▶ Problem to solve
Among the following entries, how many lines hold the string "SignupFlow"? State only the number.

[Collected data]
- Opening Delimiter -

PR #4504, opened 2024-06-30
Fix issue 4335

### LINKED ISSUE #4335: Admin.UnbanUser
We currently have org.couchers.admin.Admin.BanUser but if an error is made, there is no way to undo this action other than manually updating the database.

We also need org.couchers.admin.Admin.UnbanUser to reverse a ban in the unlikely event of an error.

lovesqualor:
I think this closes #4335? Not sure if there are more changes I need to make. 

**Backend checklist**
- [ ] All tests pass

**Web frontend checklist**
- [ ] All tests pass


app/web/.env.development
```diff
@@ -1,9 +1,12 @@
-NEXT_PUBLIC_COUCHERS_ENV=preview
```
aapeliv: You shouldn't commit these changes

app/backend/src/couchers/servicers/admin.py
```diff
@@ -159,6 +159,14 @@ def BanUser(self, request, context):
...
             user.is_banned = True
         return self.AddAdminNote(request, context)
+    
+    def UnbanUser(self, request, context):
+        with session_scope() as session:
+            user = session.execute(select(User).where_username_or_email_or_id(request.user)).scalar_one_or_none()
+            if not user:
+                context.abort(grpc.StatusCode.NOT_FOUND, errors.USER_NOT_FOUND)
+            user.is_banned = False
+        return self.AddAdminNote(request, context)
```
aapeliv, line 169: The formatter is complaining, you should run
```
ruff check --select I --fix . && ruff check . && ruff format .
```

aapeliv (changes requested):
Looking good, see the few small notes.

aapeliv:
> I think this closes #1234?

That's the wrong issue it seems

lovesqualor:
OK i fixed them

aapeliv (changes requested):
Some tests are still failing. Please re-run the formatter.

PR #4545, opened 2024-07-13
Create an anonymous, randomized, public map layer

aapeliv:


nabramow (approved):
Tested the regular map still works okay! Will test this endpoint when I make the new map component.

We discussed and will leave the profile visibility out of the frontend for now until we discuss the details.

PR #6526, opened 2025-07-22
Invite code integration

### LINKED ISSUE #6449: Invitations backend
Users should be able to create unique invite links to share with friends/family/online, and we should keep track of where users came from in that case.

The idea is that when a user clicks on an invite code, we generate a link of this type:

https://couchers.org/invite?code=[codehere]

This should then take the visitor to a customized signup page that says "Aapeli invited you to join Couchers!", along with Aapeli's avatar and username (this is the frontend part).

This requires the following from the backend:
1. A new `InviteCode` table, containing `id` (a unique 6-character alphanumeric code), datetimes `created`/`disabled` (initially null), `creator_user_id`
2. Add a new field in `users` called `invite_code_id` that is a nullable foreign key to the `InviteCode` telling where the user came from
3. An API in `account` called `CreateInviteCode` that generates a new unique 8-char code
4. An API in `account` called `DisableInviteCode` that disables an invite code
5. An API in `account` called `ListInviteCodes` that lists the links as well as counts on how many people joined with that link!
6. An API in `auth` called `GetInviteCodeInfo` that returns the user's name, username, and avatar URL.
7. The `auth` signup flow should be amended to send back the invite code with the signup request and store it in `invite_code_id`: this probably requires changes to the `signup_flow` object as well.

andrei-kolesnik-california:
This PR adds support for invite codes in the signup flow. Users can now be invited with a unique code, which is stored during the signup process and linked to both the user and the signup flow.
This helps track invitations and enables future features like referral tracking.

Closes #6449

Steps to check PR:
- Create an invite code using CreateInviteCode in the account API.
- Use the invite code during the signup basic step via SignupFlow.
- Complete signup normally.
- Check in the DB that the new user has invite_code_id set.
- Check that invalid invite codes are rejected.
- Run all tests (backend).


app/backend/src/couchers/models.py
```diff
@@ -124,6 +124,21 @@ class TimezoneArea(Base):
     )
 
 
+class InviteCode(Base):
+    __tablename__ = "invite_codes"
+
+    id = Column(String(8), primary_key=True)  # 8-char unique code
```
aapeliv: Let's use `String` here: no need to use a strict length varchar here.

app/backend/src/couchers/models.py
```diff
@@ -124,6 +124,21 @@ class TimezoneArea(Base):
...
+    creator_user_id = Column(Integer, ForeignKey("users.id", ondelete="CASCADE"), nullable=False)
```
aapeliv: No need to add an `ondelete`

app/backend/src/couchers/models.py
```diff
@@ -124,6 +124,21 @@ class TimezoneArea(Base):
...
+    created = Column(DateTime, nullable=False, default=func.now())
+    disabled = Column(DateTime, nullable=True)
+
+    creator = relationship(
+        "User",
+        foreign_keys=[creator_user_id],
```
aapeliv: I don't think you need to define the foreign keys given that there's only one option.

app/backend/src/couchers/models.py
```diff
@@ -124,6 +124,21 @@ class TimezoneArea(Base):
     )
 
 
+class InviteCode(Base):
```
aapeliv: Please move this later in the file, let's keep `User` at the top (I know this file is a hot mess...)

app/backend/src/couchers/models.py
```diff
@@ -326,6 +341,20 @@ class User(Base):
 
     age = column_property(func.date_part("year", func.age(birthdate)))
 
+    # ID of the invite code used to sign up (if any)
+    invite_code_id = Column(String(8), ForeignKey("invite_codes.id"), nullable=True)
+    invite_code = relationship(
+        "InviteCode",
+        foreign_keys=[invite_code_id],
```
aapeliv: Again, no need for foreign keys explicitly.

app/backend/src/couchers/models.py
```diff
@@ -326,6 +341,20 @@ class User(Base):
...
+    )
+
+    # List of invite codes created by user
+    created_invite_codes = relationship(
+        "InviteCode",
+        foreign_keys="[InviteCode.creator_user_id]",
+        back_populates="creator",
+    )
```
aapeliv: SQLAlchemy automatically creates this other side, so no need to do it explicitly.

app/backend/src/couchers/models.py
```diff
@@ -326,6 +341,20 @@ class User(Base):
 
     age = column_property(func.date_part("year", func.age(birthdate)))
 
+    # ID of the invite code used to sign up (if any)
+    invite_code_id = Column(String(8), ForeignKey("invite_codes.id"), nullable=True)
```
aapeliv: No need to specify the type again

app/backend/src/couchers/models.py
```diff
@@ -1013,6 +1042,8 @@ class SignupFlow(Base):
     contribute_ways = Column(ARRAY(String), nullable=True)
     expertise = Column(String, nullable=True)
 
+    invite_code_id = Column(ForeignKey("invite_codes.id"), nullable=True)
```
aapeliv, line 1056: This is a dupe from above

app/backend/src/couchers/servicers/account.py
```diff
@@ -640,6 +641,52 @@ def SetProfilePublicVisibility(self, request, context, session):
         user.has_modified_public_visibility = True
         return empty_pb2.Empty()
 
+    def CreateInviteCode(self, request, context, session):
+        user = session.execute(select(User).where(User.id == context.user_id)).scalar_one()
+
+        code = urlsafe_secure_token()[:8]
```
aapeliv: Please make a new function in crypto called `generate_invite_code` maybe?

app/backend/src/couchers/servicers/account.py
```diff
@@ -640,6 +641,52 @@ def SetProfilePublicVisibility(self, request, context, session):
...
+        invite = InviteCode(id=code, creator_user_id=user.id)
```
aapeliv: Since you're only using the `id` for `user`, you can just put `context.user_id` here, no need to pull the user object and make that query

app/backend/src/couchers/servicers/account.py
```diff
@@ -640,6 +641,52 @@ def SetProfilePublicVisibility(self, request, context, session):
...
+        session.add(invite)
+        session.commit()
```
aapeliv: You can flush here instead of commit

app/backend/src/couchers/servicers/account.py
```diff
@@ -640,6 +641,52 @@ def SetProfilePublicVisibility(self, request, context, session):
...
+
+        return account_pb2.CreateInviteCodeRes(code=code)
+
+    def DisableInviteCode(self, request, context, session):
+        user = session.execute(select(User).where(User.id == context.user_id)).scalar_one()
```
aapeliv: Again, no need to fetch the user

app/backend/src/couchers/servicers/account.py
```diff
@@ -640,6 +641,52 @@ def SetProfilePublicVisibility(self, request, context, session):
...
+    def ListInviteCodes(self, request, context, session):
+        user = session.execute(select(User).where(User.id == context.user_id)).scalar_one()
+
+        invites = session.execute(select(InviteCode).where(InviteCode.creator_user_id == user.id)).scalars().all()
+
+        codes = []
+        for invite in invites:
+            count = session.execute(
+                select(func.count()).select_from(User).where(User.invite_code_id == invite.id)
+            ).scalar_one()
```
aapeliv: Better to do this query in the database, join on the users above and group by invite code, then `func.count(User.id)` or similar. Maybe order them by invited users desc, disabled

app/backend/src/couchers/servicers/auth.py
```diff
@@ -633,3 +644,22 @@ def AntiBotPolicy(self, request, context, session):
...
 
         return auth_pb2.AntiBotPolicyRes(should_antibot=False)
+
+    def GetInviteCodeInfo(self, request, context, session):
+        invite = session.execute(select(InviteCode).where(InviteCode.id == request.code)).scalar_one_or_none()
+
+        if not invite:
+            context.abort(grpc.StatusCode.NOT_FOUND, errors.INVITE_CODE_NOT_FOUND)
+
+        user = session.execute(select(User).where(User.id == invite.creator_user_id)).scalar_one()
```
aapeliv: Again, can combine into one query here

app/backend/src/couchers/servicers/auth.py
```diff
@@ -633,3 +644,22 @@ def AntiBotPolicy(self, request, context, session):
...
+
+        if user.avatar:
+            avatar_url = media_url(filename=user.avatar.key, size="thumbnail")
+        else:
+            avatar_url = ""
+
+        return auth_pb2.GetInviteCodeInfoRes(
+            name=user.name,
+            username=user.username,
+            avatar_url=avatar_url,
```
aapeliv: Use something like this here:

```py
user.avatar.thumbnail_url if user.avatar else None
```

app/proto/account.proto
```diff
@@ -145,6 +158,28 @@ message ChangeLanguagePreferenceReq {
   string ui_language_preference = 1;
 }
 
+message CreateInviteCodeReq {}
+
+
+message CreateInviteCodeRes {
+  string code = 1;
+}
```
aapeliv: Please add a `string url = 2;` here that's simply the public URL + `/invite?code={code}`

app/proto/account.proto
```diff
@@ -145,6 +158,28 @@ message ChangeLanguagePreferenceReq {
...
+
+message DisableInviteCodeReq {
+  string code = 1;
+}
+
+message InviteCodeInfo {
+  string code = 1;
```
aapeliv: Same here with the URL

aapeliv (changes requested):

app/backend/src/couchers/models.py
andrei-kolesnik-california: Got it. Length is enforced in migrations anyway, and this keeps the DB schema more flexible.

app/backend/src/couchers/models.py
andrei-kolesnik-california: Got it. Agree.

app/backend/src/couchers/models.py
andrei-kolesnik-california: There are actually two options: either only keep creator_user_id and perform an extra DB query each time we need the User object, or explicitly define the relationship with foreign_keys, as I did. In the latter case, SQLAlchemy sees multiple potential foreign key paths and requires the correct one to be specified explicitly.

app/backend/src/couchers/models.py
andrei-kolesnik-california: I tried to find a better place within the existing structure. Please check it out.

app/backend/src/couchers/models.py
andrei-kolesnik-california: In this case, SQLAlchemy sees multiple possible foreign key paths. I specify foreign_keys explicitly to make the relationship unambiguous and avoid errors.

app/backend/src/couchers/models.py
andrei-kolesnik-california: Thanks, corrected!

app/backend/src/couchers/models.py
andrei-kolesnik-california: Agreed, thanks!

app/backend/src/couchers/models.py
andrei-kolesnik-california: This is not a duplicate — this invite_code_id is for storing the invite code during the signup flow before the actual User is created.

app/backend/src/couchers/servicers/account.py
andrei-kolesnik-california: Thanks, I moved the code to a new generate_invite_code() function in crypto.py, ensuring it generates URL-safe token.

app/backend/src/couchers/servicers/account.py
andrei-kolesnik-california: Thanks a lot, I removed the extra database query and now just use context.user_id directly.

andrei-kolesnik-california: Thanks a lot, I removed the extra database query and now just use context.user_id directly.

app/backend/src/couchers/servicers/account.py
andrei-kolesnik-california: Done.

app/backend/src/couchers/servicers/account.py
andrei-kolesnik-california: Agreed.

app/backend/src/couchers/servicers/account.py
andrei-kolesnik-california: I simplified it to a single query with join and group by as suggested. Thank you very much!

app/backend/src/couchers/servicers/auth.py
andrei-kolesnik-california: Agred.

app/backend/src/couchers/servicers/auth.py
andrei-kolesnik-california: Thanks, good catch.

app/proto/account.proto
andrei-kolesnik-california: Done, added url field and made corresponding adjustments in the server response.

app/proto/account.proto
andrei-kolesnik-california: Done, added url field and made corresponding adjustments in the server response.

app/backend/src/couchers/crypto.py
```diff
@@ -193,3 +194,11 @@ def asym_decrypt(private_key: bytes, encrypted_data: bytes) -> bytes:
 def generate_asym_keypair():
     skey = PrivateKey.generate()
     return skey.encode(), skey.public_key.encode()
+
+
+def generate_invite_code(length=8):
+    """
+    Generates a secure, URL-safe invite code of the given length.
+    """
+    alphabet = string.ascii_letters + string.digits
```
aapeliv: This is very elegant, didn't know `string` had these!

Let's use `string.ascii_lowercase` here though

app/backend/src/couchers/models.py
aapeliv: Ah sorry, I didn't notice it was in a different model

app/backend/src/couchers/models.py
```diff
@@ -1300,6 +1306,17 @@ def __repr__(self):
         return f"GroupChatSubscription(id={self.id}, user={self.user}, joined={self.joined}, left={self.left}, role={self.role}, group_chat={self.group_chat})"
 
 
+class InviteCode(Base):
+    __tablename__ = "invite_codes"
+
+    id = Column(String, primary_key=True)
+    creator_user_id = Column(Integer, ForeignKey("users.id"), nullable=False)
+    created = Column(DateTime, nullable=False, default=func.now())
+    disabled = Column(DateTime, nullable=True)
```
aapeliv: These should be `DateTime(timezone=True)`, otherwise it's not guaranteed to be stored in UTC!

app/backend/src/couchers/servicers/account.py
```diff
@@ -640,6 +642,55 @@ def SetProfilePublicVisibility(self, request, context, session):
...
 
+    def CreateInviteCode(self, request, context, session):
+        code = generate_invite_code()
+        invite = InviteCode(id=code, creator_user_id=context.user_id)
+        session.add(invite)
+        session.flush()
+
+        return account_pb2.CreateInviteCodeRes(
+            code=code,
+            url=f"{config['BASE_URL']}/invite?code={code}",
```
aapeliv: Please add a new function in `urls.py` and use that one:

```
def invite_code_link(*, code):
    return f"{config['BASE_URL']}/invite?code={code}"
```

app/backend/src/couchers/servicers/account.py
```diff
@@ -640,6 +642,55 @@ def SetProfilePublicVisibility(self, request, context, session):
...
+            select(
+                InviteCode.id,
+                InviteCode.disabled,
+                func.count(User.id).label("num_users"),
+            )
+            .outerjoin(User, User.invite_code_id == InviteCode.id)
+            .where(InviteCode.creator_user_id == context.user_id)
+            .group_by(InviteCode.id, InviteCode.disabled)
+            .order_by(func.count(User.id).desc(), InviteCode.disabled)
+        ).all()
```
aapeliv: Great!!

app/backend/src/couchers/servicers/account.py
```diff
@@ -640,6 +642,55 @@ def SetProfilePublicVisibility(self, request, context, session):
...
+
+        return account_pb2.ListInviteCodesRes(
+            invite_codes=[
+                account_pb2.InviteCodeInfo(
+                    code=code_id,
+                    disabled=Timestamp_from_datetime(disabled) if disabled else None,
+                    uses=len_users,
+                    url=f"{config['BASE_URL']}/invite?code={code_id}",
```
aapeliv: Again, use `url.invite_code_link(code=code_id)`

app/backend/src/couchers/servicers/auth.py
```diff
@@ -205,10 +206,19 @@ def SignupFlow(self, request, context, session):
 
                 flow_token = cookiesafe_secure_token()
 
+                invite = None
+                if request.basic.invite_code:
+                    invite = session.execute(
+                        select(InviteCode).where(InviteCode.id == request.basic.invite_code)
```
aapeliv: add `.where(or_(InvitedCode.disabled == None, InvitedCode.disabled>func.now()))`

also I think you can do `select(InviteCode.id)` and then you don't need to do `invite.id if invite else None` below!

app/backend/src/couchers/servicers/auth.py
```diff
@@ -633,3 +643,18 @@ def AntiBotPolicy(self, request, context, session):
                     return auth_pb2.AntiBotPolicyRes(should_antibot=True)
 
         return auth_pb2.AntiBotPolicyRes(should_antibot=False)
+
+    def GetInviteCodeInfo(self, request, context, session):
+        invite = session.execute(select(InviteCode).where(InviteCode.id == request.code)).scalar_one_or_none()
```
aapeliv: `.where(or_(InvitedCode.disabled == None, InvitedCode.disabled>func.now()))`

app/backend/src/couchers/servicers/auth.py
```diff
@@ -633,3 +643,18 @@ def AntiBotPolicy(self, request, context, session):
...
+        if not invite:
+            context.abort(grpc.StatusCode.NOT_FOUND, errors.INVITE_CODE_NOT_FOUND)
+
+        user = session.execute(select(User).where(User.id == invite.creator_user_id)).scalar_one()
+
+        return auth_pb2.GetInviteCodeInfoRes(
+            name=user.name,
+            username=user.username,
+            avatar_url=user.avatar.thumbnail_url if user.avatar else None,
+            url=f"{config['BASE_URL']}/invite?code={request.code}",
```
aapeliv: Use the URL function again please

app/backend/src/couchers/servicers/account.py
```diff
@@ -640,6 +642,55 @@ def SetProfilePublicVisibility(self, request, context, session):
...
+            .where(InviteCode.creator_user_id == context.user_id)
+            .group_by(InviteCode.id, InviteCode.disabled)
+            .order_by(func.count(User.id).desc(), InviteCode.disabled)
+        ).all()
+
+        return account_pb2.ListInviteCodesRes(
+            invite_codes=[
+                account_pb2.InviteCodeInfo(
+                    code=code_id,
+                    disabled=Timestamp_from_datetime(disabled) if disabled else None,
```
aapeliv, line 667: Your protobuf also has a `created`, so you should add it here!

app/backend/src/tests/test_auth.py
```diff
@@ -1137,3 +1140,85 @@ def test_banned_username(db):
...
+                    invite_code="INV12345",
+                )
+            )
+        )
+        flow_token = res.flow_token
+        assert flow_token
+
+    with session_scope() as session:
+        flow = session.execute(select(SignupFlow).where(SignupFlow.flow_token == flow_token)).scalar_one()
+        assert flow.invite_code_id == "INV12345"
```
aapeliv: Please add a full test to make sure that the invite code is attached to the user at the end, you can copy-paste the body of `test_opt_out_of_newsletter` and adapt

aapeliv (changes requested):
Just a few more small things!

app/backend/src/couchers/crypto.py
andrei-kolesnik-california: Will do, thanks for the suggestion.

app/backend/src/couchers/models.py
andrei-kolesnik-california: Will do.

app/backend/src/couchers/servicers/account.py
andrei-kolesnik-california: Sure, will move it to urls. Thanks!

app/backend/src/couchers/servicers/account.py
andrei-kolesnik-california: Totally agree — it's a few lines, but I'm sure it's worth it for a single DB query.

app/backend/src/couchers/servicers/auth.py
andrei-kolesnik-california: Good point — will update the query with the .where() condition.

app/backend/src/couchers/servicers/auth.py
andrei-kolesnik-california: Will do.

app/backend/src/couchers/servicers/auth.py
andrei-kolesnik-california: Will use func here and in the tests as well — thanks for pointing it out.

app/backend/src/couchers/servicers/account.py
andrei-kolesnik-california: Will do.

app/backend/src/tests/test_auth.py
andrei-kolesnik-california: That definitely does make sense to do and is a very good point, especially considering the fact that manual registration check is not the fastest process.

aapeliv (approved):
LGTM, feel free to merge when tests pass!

- Closing Delimiter -
- Opening Delimiter -

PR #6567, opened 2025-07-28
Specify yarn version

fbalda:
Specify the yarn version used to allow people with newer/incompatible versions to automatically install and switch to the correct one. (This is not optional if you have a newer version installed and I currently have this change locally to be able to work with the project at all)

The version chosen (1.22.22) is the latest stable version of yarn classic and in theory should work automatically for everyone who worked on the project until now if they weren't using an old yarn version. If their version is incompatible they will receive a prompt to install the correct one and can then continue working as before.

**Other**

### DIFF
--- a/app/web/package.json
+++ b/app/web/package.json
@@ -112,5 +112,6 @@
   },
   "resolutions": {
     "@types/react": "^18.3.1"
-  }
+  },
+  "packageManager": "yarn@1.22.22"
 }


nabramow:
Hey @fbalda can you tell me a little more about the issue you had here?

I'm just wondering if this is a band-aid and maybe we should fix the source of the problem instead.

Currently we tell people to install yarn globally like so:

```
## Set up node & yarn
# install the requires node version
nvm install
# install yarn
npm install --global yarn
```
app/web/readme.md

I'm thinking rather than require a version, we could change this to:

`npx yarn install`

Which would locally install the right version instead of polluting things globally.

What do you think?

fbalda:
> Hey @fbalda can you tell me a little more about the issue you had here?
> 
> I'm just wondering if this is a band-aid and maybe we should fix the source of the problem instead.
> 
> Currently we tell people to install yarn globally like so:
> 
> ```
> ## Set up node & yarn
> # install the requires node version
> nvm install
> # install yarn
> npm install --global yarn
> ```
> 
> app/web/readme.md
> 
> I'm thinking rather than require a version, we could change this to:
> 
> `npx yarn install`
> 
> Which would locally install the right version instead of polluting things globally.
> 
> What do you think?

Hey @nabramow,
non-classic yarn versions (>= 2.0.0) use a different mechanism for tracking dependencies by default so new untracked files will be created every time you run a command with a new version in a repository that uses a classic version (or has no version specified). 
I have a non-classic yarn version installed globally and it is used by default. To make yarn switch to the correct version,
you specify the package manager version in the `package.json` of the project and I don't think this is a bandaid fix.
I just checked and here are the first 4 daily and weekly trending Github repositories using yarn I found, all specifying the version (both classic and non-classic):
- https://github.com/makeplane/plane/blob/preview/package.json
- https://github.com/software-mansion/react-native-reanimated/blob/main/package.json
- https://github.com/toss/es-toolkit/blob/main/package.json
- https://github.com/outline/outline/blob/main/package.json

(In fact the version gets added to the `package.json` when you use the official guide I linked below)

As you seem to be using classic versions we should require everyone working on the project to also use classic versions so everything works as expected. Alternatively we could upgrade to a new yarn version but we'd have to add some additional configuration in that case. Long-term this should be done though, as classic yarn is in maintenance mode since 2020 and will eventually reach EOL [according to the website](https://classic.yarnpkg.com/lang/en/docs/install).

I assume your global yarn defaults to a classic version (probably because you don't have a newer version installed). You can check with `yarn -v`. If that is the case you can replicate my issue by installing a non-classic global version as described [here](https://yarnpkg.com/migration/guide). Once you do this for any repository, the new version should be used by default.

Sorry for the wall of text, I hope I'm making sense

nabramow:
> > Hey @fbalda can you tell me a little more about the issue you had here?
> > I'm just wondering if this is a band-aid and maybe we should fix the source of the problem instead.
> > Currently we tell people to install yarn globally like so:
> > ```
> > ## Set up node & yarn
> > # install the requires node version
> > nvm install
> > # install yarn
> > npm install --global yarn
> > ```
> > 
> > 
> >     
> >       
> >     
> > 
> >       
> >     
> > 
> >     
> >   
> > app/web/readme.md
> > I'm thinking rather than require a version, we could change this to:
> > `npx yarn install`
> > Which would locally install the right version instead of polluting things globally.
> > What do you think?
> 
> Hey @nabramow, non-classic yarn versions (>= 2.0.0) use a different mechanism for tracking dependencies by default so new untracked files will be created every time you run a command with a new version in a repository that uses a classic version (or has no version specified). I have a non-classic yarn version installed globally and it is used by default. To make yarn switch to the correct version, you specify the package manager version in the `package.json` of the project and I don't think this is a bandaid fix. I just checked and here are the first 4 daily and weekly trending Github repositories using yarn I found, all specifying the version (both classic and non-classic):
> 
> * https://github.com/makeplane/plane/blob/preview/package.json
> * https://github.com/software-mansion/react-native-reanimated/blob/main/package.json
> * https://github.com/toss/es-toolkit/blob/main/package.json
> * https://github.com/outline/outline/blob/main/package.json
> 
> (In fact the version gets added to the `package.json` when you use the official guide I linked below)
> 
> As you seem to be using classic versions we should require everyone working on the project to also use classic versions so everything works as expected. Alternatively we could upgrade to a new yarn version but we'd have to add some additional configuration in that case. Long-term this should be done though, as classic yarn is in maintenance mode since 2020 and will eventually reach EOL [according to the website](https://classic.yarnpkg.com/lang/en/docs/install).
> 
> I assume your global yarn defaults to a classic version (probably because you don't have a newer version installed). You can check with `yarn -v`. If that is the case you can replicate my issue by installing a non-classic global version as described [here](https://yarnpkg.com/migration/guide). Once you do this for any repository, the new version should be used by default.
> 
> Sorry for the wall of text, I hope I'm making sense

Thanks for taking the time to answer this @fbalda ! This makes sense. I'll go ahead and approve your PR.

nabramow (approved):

- Closing Delimiter -

▶ Your response
4